在矩阵中每个单元格随机设置0或1，但要考虑每行和每列中1的数量以满足约束条件。
由于随机分配可能会导致早期没有足够的1，因此在第一次尝试时无法同时满足两个约束条件。程序会自动重试并跟踪每次尝试进行观察。（我的测试中最多循环10次，平均不超过3次）
一旦得到一个令人满意的0和1的矩阵，就将每个列对应的值替换为1。
解决方案:

import random
# #1 - Maintain an array of 18x9 (between 1 and 90)
maxRow = 18
maxCol = 9


# #2 - First column contains 1-10, second column contains 11-20, etc.
# ie first column 1 start from 1 and have 10 entries, column 2 start from 11 and have 10 entries, etc. 
origins = [i*10 +1 for i in range(maxCol)]  #[1, 11, 21, 31, 41, 51, 61, 71, 81]
maxInCol = [10 for i in range(maxCol)]      #[10, 10, 10, 10, 10, 10, 10, 10, 10]

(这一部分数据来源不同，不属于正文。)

PR #384, opened 2023-09-22
APP-2206: break apart tooltip component for custom usage

mcous:
## Overview

Following up on #381, as I went to integrate the updated Tooltip, I saw that several Svelte usage sites of this tooltip would benefit from the "separate target from described element" work I mentioned in that ticket.

This PR breaks the `<Tooltip>` into its constituent parts:

- `<TooltipContainer>` - a stateful wrapper
- `<TooltipTarget>` - a wrapper that attaches mouse/focus event listeners
- `<TooltipText>` - a presentational tooltip text component
 
You can continue to use `<Tooltip>`, or if that doesn't work for the UI in question, assemble the three parts however you need. In practice, I think this will mostly be "the visual target is different that the element on which we need to set `aria-describedby`.

I also upgraded the style calculation logic to automatically adjust scrolls/resizes/moves via floating-ui's [`autoUpdate`](https://floating-ui.com/docs/autoUpdate).

## Change log

- Add `TooltipContainer`, `TooltipTarget`, and `TooltipText` components that can be composed to create custom tooltips
- Wire in `autoUpdate` so the `recalculateStyle` component export isn't needed

## Review requests

I have updated the playground and the Storybook, which are good places to start with this PR. The actual positioning logic is hard to test without Playwright, but if you do see anything that could use unit testing that isn't currently tested, please call it out!

The best way to test the `autoUpdate` functionality:

- Test the `<SliderInput>`
- Scroll up and down on the dev playground, where I've added a permanently visible tooltip

### DIFF
--- a/packages/core/src/lib/input/slider-input.svelte
+++ b/packages/core/src/lib/input/slider-input.svelte
@@ -57,7 +57,6 @@ const dispatch = createEventDispatcher<{
   change: number | undefined;
 }>();
 
-let numberDragTooltip: Tooltip;
 let numberDragCord: HTMLDivElement;
 let numberDragHead: HTMLDivElement;
 let isDragging = false;
@@ -114,13 +113,6 @@ $: handlePointerMove = (event: PointerEvent) => {
     value = next;
     dispatch('input', value);
   }
-
-  /**
-   * TODO: Determine why this is being interpreted as an `any` type by the
-   * linter when it is of `() => Promise<void>`.
-   */
-  // eslint-disable-next-line @typescript-eslint/no-unsafe-call
-  numberDragTooltip.recalculateStyle();
 };
 
 const handlePointerUp = () => {
@@ -139,13 +131,6 @@ const handlePointerDown = async (event: PointerEvent) => {
   await tick();
 
   numberDragHead.style.transform = 'translate(0px, 0px)';
-
-  /**
-   * TODO: Determine why this is being interpreted as an `any` type by the
-   * linter when it is of `() => Promise<void>`.
-   */
-  // eslint-disable-next-line @typescript-eslint/no-unsafe-call
-  numberDragTooltip.recalculateStyle();
 };
 
 const handleInput = () => {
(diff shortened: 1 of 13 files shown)


packages/core/src/lib/tooltip/tooltip-styles.ts
```diff
@@ -27,48 +49,92 @@ export interface TooltipStyles {
...
+    state,
+    ($state, set) => {
+      const { target, tooltip } = $state;
+
+      return target && tooltip
+        ? autoUpdate(target, tooltip, () => updateStyle($state, set))
+        : noop;
+    },
+    INITIAL_STYLE
+  );
```
mcous, line 99: Gonna write this up in the wiki, but this was my first async derived store. It was the right tool for this particular job, but it had enough quirks that I'd be careful about using it in the future

packages/core/src/lib/input/slider-input.svelte
```diff
@@ -114,13 +113,6 @@ $: handlePointerMove = (event: PointerEvent) => {
     value = next;
     dispatch('input', value);
   }
-
-  /**
-   * TODO: Determine why this is being interpreted as an `any` type by the
-   * linter when it is of `() => Promise<void>`.
```
mcous, line 120: This appears to be a limitation of the Svelte ESLint plugin; it's a little buggy when it comes to correctly manipulating the parse tree when TS is involved (e.g. https://github.com/sveltejs/eslint-plugin-svelte/issues/583).

I've been moving type exports to separate pure TS files to work around the issue. It's a little irritating to move the interfaces farther away from the component that uses them; but it's worth it to avoid losing type safety

DTCurrie (approved):
✅

micheal-parks (approved):

mcous:
Once last fix caught by @ehhong: if `state="visible"`, the tooltip would flash in the top left of its container before moving into position. Resolved by ensuring that `invisible` is applied if the position hasn't yet been calculated. I think this _might_ have been a regression introduced by my recent work, but now its fixed and there's a test in place

PR #385, opened 2023-09-25
Remove extra flex from label

ehhong:
I think this flex is causing issues with the label positioning -- it's causing the label to be on the left even with position has value `top`

### DIFF
--- a/packages/core/src/lib/label.svelte
+++ b/packages/core/src/lib/label.svelte
@@ -50,7 +50,7 @@ export { extraClasses as cx };
   )}
 >
   <span
-    class={cx('flex text-xs', {
+    class={cx('text-xs', {
       'inline whitespace-nowrap': position === 'left',
       'text-subtle-1': !disabled,
       'cursor-not-allowed text-disabled-dark': disabled,
--- a/packages/core/src/routes/+page.svelte
+++ b/packages/core/src/routes/+page.svelte
@@ -492,6 +492,13 @@ const notify = useNotify();
       />
     </Label>
   </div>
+  <Label position="left">
+    Left
+    <Input
+      slot="input"
+      name="name"
+    />
+  </Label>
 
   <!-- Notify -->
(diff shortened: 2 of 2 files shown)


packages/core/src/routes/+page.svelte
```diff
@@ -492,6 +492,13 @@ const notify = useNotify();
       />
     </Label>
   </div>
+  <Label position="left">
+    Left
+    <Input
+      slot="input"
+      name="name"
+    />
+  </Label>
```
ehhong, line 501: just adding an extra example for reference

packages/core/src/lib/label.svelte
```diff
@@ -50,7 +50,7 @@ export { extraClasses as cx };
   )}
 >
   <span
-    class={cx('flex text-xs', {
+    class={cx('text-xs', {
       'inline whitespace-nowrap': position === 'left',
```
mcous, line 54: Oh yeah, flex was definitely a conflicting class with inline, and given the parent is flex, I don't really see why this inline is here either

packages/core/src/lib/label.svelte
```diff
@@ -50,7 +50,7 @@ export { extraClasses as cx };
   )}
 >
   <span
-    class={cx('flex text-xs', {
```
mcous, line 53: I agree with the removal, but I'm curious how this would do anything to the input slot, since it's a sibling rather than a child of this span.

I've definitely had this label render "incorrectly" horizontally on me, but every time it's been because I forgot to include `slot="input"` on my input element

mcous (approved):
I agree, I don't see why flex is on there, and it definitely conflicts with `inline` which is also sometimes applied

packages/core/src/lib/label.svelte
ehhong: oh, i didn't realize there was an input slot 🙈 that did fix my issue. i'll close this PR then?

PR #386, opened 2023-09-26
Vector input fixes

micheal-parks:
Fixes a few minor issues with vector input that emerged due to recent changes:
* Vector input cannot be set as an immutable component, because it depends on object props that in some cases must be mutable
* Vector input should fire `input` and `change` events like the underlying `SliderInput` that it wraps.


ethanlook (approved):
Nice! Could you please add `on:change` tests?

micheal-parks:
@ethanlook Definitely, done!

# comfort  : display matrix
def showMatrix():
    print('--------------------------------')
    for row in range(len(matrix)):
        print(matrix[row])
    print('--------------------------------')

# comfort : count #values in a col 
def countInCol(col):
    count = 0
    for row in range(maxRow):
        count+=matrix[row][col]
    return count     

# verify the rules of 5 per row and 10 per cols 
def verify():
    ok = True
    showMatrix()
    # count elements in a col
    for col in range(maxCol):
        count = 0
        for row in range(maxRow):
            count+= matrix[row][col]
        if(count!= maxInCol[col]): 
            print ('*** wrong # of elements in col {0} : {1} instead of {2}'.format(col, count,maxInCol[col]))
            ok = False
    # count elements in a row 
    for row in range(maxRow):
        count = 0
        for col in range(maxCol):
            count+= matrix[row][col]
        if(count!=5): 
            print('***** wrong # of elements in row {0} : {1}'.format(row, count))
            ok = False
    if (not ok): print( '********************************************')
    return ok 

# -- main ----
# need to iterate in case of no more value to complete a col 
tour = 1
maxTour = 100 #security limit 
while True:
    # prepare a matrix of rows of cols of 0 
    matrix = [[0 for i in range(maxCol)] for i in range(18)]
    # begin to fill some places with 1 instead of 0 
    for row in range(maxRow):
        count = 0
        for col in range(maxCol):
            if (count==5): break   # line is already full with 5 elt
            # random a 0 or 1 
            placeHolder = random.choice([0,1])
            #  if the remaining cols of this row needs to be 1 to complete at 5/row
            if (5-count) == (maxCol-col): 
                placeHolder = 1 # must complete the row 
            else: 
                inCol = countInCol(col)
                # 10 places max in col 
                if (inCol)==maxInCol[col]: placeHolder = 0 # this col is full
                # constraint : if the remaining rows of this col need to be 1 to complete the expected 10 values
                if(maxRow-row) == (maxInCol[col]-inCol): placeHolder = 1
            matrix[row][col] = placeHolder
            count+= placeHolder
    #-------- some case are not correct . prog loops 

    if verify(): 
        print(' ok after {0} loop(s)'.format(tour))
        break
    # security infinite loop 
    if (tour>=maxTour): break
    tour +=1

# now replace the placeholders by successive values per col 
print('\n============ final matrix ===============')
for row in range(maxRow):
    for col in range(maxCol):
        if  matrix[row][col]==1:
            matrix[row][col] = origins[col]
            origins[col]+=1

showMatrix()

HTH